You won’t believe what these Marines prayed for as they were about to die

Sergeant Bob Thoms during the Battle of Hue, in 1968, during the Vietnam War.
 Every prolonged war has its moments of sudden and unexpected terror- from the Battle of the Bulge to the spring upheaval that rocked Iraq in 2008, moments of relative calm can be easily turned on end to create a sense of chaos that can test the nerves of even the hardest fighters.

Vietnam was no exception, of course- there are few who fought in that war who don’t have some sort of emotion when someone brings up a three-letter word: Hue

Pronounced “hway,” the Battle of Hue is but one battle of a larger event known as the Tet Offensive, which could summarily be described as “that time the North Vietnamese launched a massive attack during a cease-fire and all Hell broke loose.”

Across the entire theatre of operations, US, South Vietnamese and coalition troops (from Australia to South Korea) were tested. However, Hue holds a distinction for being a particularly long and bloody test, lasting nearly a month and leaving friendly forces with 668 of their own to bury.
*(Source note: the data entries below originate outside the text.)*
PR #446, opened 2021-08-17
Added cleanup function for useEffect to prevent error

### LINKED ISSUE #420: Console error when creating expenses
It doesn't cause any problems I can see, but when you create an expense and submit it, I get this in the console:

```
index.js:1 Warning: Can't perform a React state update on an unmounted component. This is a no-op, but it indicates a memory leak in your application. To fix, cancel all subscriptions and asynchronous tasks in a useEffect cleanup function.
    at ExpenseEntryContainer (https://localhost:5001/static/js/main.chunk.js:737:86)
```

I'm thinking it's related to the way we do history.push instead of using the ReactRouter Redirect component but that's just a wild guess.

wongband:
resolve #420

### DIFF
--- a/Harvest.Web/ClientApp/src/Expenses/ExpenseEntryContainer.tsx
+++ b/Harvest.Web/ClientApp/src/Expenses/ExpenseEntryContainer.tsx
@@ -50,6 +50,8 @@ export const ExpenseEntryContainer = () => {
   const [notification, setNotification] = usePromiseNotification();
 
   useEffect(() => {
+    let isMounted = true;
+
     // get rates so we can load up all expense types and info
     const cb = async () => {
       const response = await fetch("/Rate/Active");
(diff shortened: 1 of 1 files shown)


jSylvestre (approved):

srkirkland (approved):
I like it, but also interesting that I've only ever seen the issue here.  I would think since dependencies are `[]` it should only ever run once anyway...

When one thinks of fighting in Vietnam, one tends to conjure up images of jungle warfare. However, Hue was, for the most part, a far uglier battle, the kind nobody wants to fight and one that almost always promises great numbers of casualties: urban warfare.

Fought in the ancient imperial city, the battle-tested the mettle of US and ARVN soldiers and Marines as they tried to flush out both conventional and guerrilla troops, house by house, block by block.
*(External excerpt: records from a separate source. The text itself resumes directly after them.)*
PR #449, opened 2021-08-18
Don't let invoice exceed quoted amount

### LINKED ISSUE #159: Don't create/process invoice if total project paid $$ is over quoted amount

sprucely:
resolves #159

There was too much aspnetcore infrastructure that would have needed to be manually configured to get `IRazorViewEngine` working in a console app, so I replaced EmailBodyService with Razor.Templating.Core.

When Hue kicked off, many troops felt as if they were never going to return home alive. Surrounded amongst themselves in close quarters fighting, some -such as US Marine Sergeant Bob Thoms, resorted to rallying his men for what might be their final prayer as mortal men, mere hours before they were to assault a strategically-valuable tower the following morning.

“Everybody held hands,” Thoms recalled in an interview with CBS. “This was our prayer: ‘God, we know we are about to see you in person.  If we got to die on this tower let us die like men and Marines and don’t embarrass ourselves, our families or the Marine Corps. Amen.'”

As dawn came and the Marines assaulted the tower, the first dozen men to go in were immediately met with fierce resistance. To quote US Army photographer John Olson, who had been present during the assault, “within 30 seconds, five of them were critically injured.”

At the time, urban combat was something relatively raw, unrefined and new for most American soldiers, who up until this point had been conducting “search and destroy” patrols from small forward operating bases, mostly in the countryside.

“It was a totally new combat experience for all these men,” said Olson. “They’d never been in house-to-house fighting before.

During his time on the ground, Olson told the story of the brave men who took to such a harrowing endeavor with nothing short of the legendary fighting spirit and ability to adapt under fire that Americans are known for.

Olson’s keen eye and willingness to stay as close as possible to the men whose stories he felt obligated to tell created stunning, poignant and chilling photographs that frequently find themselves on exhibit today.

Verily, so graphic were Olson’s photos that even broadcasting legend Walter Cronkite was so affected by the image that he spoke of it publicly.

“What I see when I look at that photo today are seven 18-, 19-, 20-year-old kids badly wounded,” Cronkite said, having only recently returned from Tet a changed man. “It’s painful to look at.”

The photo in question was that of several wounded US Marines haphazardly tossed atop a tank for medical extraction, the most prominently displayed being then-18-year-old A.B. Grantham, lain on his side, pale and shot through the chest.

“I remember it well,” a now 68-year-old Grantham told CBS News. “It was what we call a sucking chest wound..Hit the breastbone, went through the right side and exited under my shoulder blade,” he said.

In what often seems to be a thin line between the living and the deceased, Grantham was slumped halfway upon that mortal fence, with mere chance determining which side he would ultimately end up on.

“I don’t think it could have gotten any closer,” he said. “They had zipped me up into a body bag. And I remember somebody saying, ‘This one’s not dead yet,’ and lo and behold, they got me out and I made it.”
For fifty years, Hue -and on a larger scale, Tet- has weighed heavily upon the hearts and shoulders of those who survived it.

“Tried to hide back into society and just fade away, you know, and just be like everybody else and live a nice, normal life,” he told a reporter earlier this month. “But it didn’t last. The war has a way of rearing its ugly head from time to time. Once you learn something, it’s hard to unlearn it.”

When asked what he learned, Grantham gave an answer that has seemingly remained unchanged throughout recorded history, one only truly understood by those who have personally borne witness to the acts of man in its rawest form:

“I learned that humanity can be very cruel to each other.”